PR #2284, opened 2018-01-29
pcsx2: Fix copy byte patch command

turtleli:
This adjusts the copy bytes command format from
5aaaaaaa nnnnnnnn
00000000 bbbbbbbb
to
5aaaaaaa nnnnnnnn
bbbbbbbb 00000000
so that it matches the copy bytes command format used by PS2 cheat
devices (GS/CB/XP/AR2).

**Note**: This isn't really my PR. A user emailed me this, and I think it makes sense. A portion of the email is below:
> I was trying to create a copy code for a ps2 game on pcsx2 emulator and it wasn't working, so I tested it on my old PS2 console with codebreaker and my code worked just as I intended.
That made me curious what pcsx2 was doing differently, so I looked into the source and found the "problem". later I found a topic where the same problem was addressed some years ago and nicely summarized: https://forums.pcsx2.net/Thread-About-the-implementation-of-type-5-cheat-code?highlight=5aaaaaaa
> pcsx2 src@Jan2018   vs   Codemasters Project Description (  
http://www.codemasters-project.net/portal-english/apportal/cmp_plugins/content/content.php?content.23  
)
(commit:ab44ebd)    vs   (Standard Formats (CB/GS/XP/AR2) / CB7+)
5aaaaaaa nnnnnnnn   vs   5aaaaaaa nnnnnnnn
00000000 bbbbbbbb   vs   bbbbbbbb 00000000
a = Address to copy from
b = Address to copy to
n = Number of bytes to copy

### DIFF
--- a/pcsx2/Patch_Memory.cpp
+++ b/pcsx2/Patch_Memory.cpp
@@ -74,11 +74,11 @@ void handle_extended_t(IniPatch *p)
 		PrevCheatType = 0;
 		break;
 
-	case 0x5000: // dddddddd iiiiiiii
+	case 0x5000: // bbbbbbbb 00000000
 		for (u32 i = 0; i < IterationCount; i++)
 		{
 			u8 mem = memRead8(PrevCheatAddr + i);
-			memWrite8(((u32)p->data) + i, mem);
+			memWrite8((p->addr + i) & 0x0FFFFFFF, mem);
 		}
 		PrevCheatType = 0;
 		break;


bositman:
Will implementing this break all existing patches?

turtleli:
No. The widescreen patches don't use it, and from what I can find in the forums, anyone who has attempted to use this type of patch (almost noone) has tried to use:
• • •
(The task):
Above this task is a listing. Restate, word for word and with nothing added, the lines from the one with "--- a/pcsx2/Patch_Memory.cpp" through the one with "0x5000: // bbbbbbbb 00000000".

(Exercise solution):
--- a/pcsx2/Patch_Memory.cpp
+++ b/pcsx2/Patch_Memory.cpp
@@ -74,11 +74,11 @@ void handle_extended_t(IniPatch *p)
 		PrevCheatType = 0;
 		break;
 
-	case 0x5000: // dddddddd iiiiiiii
+	case 0x5000: // bbbbbbbb 00000000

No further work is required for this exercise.